История выглядела диковато, но чем черт не шутит. Интересно, подумала Арина, почему Карасику про это никто ничего не сказал? И мать ни словечка не обронила. Оно, конечно, такие вещи вспоминать неприятно, и, как там Лика сумничала — надо жить дальше? Но ни словечком не обмолвиться даже после убийства? Если похищения на самом деле не было, то где Николь была все это время? Да и история про подвал не так уж неправдоподобна. В деле, однако ж, о том ни слова. Очень странно. Прямой же смысл: тот, кто когда-то держал в плену одну из сестер, теперь озлобился настолько, что решил убить.

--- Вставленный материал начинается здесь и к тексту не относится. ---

PR #318, opened 2026-04-14
plan x get-output: sidecars by default with server Content-Type

scott-cotton:
Depends on https://github.com/signadot/signadot/pull/6884

## Summary

- Make \`--metadata\` default true for \`plan x get-output --all\` so sidecars ship with every bulk export.
- Emit a sidecar for every output, including ones with no explicit metadata — previously \`stdout\`/\`stderr\`/\`exitCode\` silently got no sidecar because \`buildMetadataMap\` only kept entries with non-nil \`Metadata\`, so the user had no way to tell what an exported file was without opening it.
- Record the server-supplied \`Content-Type\` header on the sidecar (keeps \`plans.ResolveContentType\` on the server as the single source of truth — no client-side re-derivation). Relies on the matching \`@Header\` swagger annotation on the apiserver; see signadot/signadot#6884.
- Drop \`omitempty\` on \`Size\` so 0-byte outputs show \`size: 0\` rather than an elided field (which was ambiguous with "size not reported").
- Bump go-sdk to \`170febfc\` to pick up the new \`ContentType\` field on \`GetStepOutputOK\` / \`GetPlanExecutionOutputOK\`.

## Example sidecar

\`\`\`json
{
  "name": "stdout",
  "step": "sidecar_test",
  "scope": "step",
  "type": "inline",
  "size": 0,
  "ready": true,
  "contentType": "text/plain; charset=utf-8"
}
\`\`\`

## Test plan

- [x] \`go build ./...\`
- [x] Manual against a live minikube: \`signadot plan x get-output <execID> --all --dir /tmp/out\` produces 4 outputs × 2 files (4 sidecars), sidecars contain \`contentType\` matching the server's header.
- [x] Verify \`--metadata=false\` still suppresses sidecars.

### DIFF
--- a/go.mod
+++ b/go.mod
@@ -21,7 +21,7 @@ require (
 	github.com/nsf/jsondiff v0.0.0-20210926074059-1e845ec5d249
 	github.com/oklog/run v1.1.0
 	github.com/panta/machineid v1.0.2
-	github.com/signadot/go-sdk v0.3.8-0.20260410083957-d025f4d8f72c
+	github.com/signadot/go-sdk v0.3.8-0.20260414122927-170febfcff95
 	github.com/signadot/libconnect v0.1.1-0.20260224205539-f894c2d0a57e
 	github.com/spf13/cobra v1.8.1
 	github.com/spf13/viper v1.11.0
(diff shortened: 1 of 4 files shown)


daniel-de-vera (approved):
LGTM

Напоследок Арина уточнила:
— Лика, а придурок с фотоаппаратом, про которого ты говорила, он до исчезновения Николь появлялся или после?
Девушка нахмурилась, соображая:
— По-моему, до… Да, точно раньше… — она неожиданно замолкла. Надолго, чуть не на целую минуту. — А вы думаете… это он?
* * *
Лика никогда не мечтала быть актрисой или какой-нибудь еще «звездой», не мечтала блистать на телеэкране или страницах таблоидов. Все-таки она была девочка умненькая и отчетливо понимала: хоть миллионы и миллионы вложи в то, что именуется смешным словечком «раскрутка», ничего не выйдет, если ты сама не станешь прикладывать к своей карьере усилия. И чем более блестяща желаемая карьера, тем больше усилий придется прикладывать. Никакой свободы.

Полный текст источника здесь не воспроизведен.